The sodium (Na⁺)-calcium (Ca²⁺) exchanger 1 (NCX1) is an important regulator of intracellular Ca²⁺ homeostasis. Serine 68-phosphorylated phospholemman (pSer-68-PLM) inhibits NCX1 activity. In the context of Na⁺/K⁺-ATPase (NKA) regulation, pSer-68-PLM is dephosphorylated by protein phosphatase 1 (PP1). PP1 also associates with NCX1; however, the molecular basis of this association is unknown. In this study, we aimed to analyze the mechanisms of PP1 targeting to the NCX1-pSer-68-PLM complex and hypothesized that a direct and functional NCX1-PP1 interaction is a prerequisite for pSer-68-PLM dephosphorylation. Using a variety of molecular techniques, we show that PP1 catalytic subunit (PP1c) co-localized, co-fractionated, and co-immunoprecipitated with NCX1 in rat cardiomyocytes, left ventricle lysates, and HEK293 cells. Bioinformatic analysis, immunoprecipitations, mutagenesis, pulldown experiments, and peptide arrays constrained PP1c anchoring to the K(I/V)FF motif in the first Ca²⁺ binding domain (CBD) 1 in NCX1. This binding site is also partially in agreement with the extended PP1-binding motif K(V/I)FF-X_5–8Φ₁Φ₂-X_8–9-R. The cytosolic loop of NCX1, containing the K(I/V)FF motif, had no effect on PP1 activity in an in vitro assay. Dephosphorylation of pSer-68-PLM in HEK293 cells was not observed when NCX1 was absent, when the K(I/V)FF motif was mutated, or when the PLM- and PP1c-binding sites were separated (mimicking calpain cleavage of NCX1). Co-expression of PLM and NCX1 inhibited NCX1 current (both modes). Moreover, co-expression of PLM with NCX1(F407P) (mutated K(I/V)FF motif) resulted in the current being completely abolished. In conclusion, NCX1 is a substrate-specifying PP1c regulator protein, indirectly regulating NCX1 activity through pSer-68-PLM dephosphorylation.     

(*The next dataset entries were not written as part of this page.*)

PR #4735, opened 2019-05-17
fix(checkbox): screenshot test golden update

moog16:
Fixing checkbox screenshot test. SVG has changed on Firefox.


abhiomkar:
This test was flaky for me earlier. Do you want to remove autofocus?

abhiomkar:
Or let’s move autofocus to unchecked checkbox.

moog16:
@abhiomkar how will moving autofocus fix the issue?

abhiomkar:
@moog16 Seems like the ripple z position is flaky with the check mark icon. We can avoid this flaky test by moving the focus to unchecked checkbox.

PR #4736, opened 2019-05-17
feat(chips): Add setAttr adapter method

patrickrodee:
Add `MDCChipAdapter#setAttr` method. Update screenshot tests with appropriate roles.

BREAKING CHANGE: Add the `setAttr` method to the chip adapter.

### DIFF
--- a/test/screenshot/spec/mdc-chips/classes/choice.html
+++ b/test/screenshot/spec/mdc-chips/classes/choice.html
@@ -44,16 +44,16 @@
       <div class="test-layout">
         <div class="test-cell test-cell--chip">
           <div class="mdc-chip-set mdc-chip-set--choice">
-            <button class="mdc-chip">
+            <button class="mdc-chip" role="radio" aria-checked="false">
               <span class="mdc-chip__text">Chip One</span>
             </button>
-            <button class="mdc-chip">
+            <button class="mdc-chip" role="radio" aria-checked="false">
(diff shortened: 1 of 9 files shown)


test/screenshot/spec/mdc-chips/classes/choice.html
```diff
@@ -44,33 +44,33 @@
...
+            <button class="mdc-chip" role="radio" aria-checked="false">
               <span class="mdc-chip__text">Chip Four</span>
             </button>
           </div>
         </div>
 
         <div class="test-cell test-cell--chip">
           <div class="mdc-chip-set mdc-chip-set--choice">
-            <button class="mdc-chip mdc-chip--selected">
+            <button class="mdc-chip mdc-chip--selected" role="radio" aria-checked="true">
```
abhiomkar: If this is a radio type selection update this demo to have single selection.

patrickrodee: Choice chips are single selection by default. I don't think there's any change to be done for that.

abhiomkar: Right. All radio buttons have `aria-checked="true"` which is not intended for radio group. Am I missing something?

patrickrodee: Maybe I'm missing something. Can you make a commit or open a PR with the change you want? I'm not following.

Mapping the in vitro interactome of cardiac sodium (Na+)‐calcium (Ca2+) exchanger 1 (NCX1)

The sodium (Na⁺)‐calcium (Ca²⁺) exchanger 1 (NCX1) is an antiporter membrane protein encoded by the SLC8A1 gene. In the heart, it maintains cytosolic Ca²⁺ homeostasis, serving as the primary mechanism for Ca²⁺ extrusion during relaxation. Dysregulation of NCX1 is observed in end‐stage human heart failure. In this study, we used affinity purification coupled with MS in rat left ventricle lysates to identify novel NCX1 interacting proteins in the heart. Two screens were conducted using: (1) anti‐NCX1 against endogenous NCX1 and (2) anti‐His (where His is histidine) with His‐trigger factor‐NCX1_cyt recombinant protein as bait. The respective methods identified 112 and 350 protein partners, of which several were known NCX1 partners from the literature, and 29 occurred in both screens. Ten novel protein partners (DYRK1A, PPP2R2A, SNTB1, DMD, RABGGTA, DNAJB4, BAG3, PDE3A, POPDC2, STK39) were validated for binding to NCX1, and two partners (DYRK1A, SNTB1) increased NCX1 activity when expressed in HEK293 cells. A cardiac NCX1 protein–protein interaction map was constructed. The map was highly connected, containing distinct clusters of proteins with different biological functions, where “cell communication” and “signal transduction” formed the largest clusters. The NCX1 interactome was also significantly enriched with proteins/genes involved in “cardiovascular disease” which can be explored as novel drug targets in future research.